Une retraite sportive bien remplie
Bobby Charlton dispute son dernier match pour United le 28 avril 1973, le même jour que son frère Jack, arrière central à Leeds United. En 1974, il signe à Preston North End (D3), comme entraîneur-joueur, puis portera les couleurs de Waterford en Irlande, avant d'accepter une pige australienne en tant que joueur "celebrity guest", une mini-mode à l'époque.
Homme généreux et altruiste, il s'engage dans de nombreuses œuvres caritatives et se lance également dans les affaires, en investissant dans des secteurs aussi variés que le voyage, la bijouterie ou les écoles de football. Parallèlement, il devient consultant pour la BBC quelque temps et siège au directoire de Manchester United à partir de 1984.

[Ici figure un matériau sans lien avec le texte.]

Issue #20, opened 2015-11-19
Reduce the size on disk of PyAbel


rth:
Right now when downloaded PyAbel repository takes 95 MB wich is quite a lot for such package. Downloading the PyAbel.zip from github takes 42 MB on disk when unzipped.

This means that there is like 50MB of huge files (probably basis sets) in the git history that are not used anymore and can be safely  removed (need to look up how to do that). 

Out of the remaining 42 MB, the distribution is as follows:
   - `examples/` -> 13 MB  including
       - `basex_basis_501_250.npy` -> OK
       - `examples/data`  -> do we need both the `Xenon_800_nm.raw` and `Xenon_800_nm.tiff` ? Can we not remove the `.raw` ? or is it useful? 
   - `additional_files/` -> 30 MB
        - `basis1000_1.txt` and `basis1000pr_1.txt`:  -> 2x7.7MB = 15MB do we still need to include these? Can we not just put them somewhere and provide a download link for the few people who want to play with the .m files? Or at least gzip them. 
        - `original_matlab_implementation.zip`: -> 14MB This is useful, but it  includes several versions of `basis1000*.txt` files. Not sure if that it is a probem, or we can keep it as it is now.

DanHickstein:
Good questions. For the old Matlab code and basis sets, I think that it would be a great idea to just archive these somewhere and provide a link. There is no reason most users would be interested in them. But, I think that it's nice to keep them in an obvious place where developers of PyAbel can go back and look at them in case they are interested. It was certainly interesting for us when we were playing with the basis set generation functions. 

Can we archive them on GitHub somehow while still keeping them out of the main repo? Perhaps just fork what we have now to a PyAbelLegacy repo and then delete them here?

And fine with me to use the tiff instead of the raw file. Currently the example loads the raw, so we just need to switch this.

We could also crop/downsample the Xenon sample image to 500x500.

rth:
So, just for the record, as this was discussed in other issues/PR; the corresponding files were removed in PR #28, PR #29 and the git history cleaned in issue #32. The additional files were moved to a new PyAbel/PyAbelLegacy repo.

PR #28, opened 2015-11-21
Code refactoring v2

rth:
This PR concludes the code reorganization as discussed in issue #14 . Changes include:
  - merges `BASEX.__init__` and  `BASEX._call__` into a single function, and removed all the pre/post filtering with numpy (which can be added back later if necessary). The name BASEX is not consistent with Python naming conventions for a function, but we can address that later.
  - regenerated `examples/basex_basis_501_250.npy` in the new format (PR #22 )
  - removed everything under `additional_files/` that was moved to a separate repo `PyAbel/PyAbelLegacy`, as discussed in issue #20 . This does not remove those files from the git history though, for now. 
  - adapted tests and examples to the new `BASEX` function.

If you are ok with this, you can merge this PR.


DanHickstein:
This looks good, and I will go ahead and merge. 

For the name, do you mean that we should change uppercase ``BASEX`` to lowercase ``basex``? This is fine with me. 

How does the git history work? Anyone who wants to clone the repo is stuck downloading extra information that they don't need?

Plus tard, aux côtés d'Alex Ferguson, on lui offre un rôle d'ambassadeur du club, une fonction qu'il occupera jusqu'en 2018. En 1994, il est anobli pour services rendus au football. Inévitablement, c'est lui qui fait venir les mineurs chiliens à Old Trafford en 2010.
Début novembre 2020, sa famille révèle un diagnostic de démence le concernant. Son frère Jack, avec lequel il est resté brouillé de 1996 à 2018, est décédé quelques mois auparavant de cette même maladie dégénérative, compliquée d'un lymphome cancéreux, et Nobby Stiles vient de mourir, également atteint de démence. Le teigneux milieu est l'énième victime d'un effroyable mal qui n'en finit pas de s'acharner sur les footballeurs.
Bobby Charlton laisse derrière lui sa femme, Norma, avec laquelle il était marié depuis 1961, et deux filles, Andrea et Suzanne.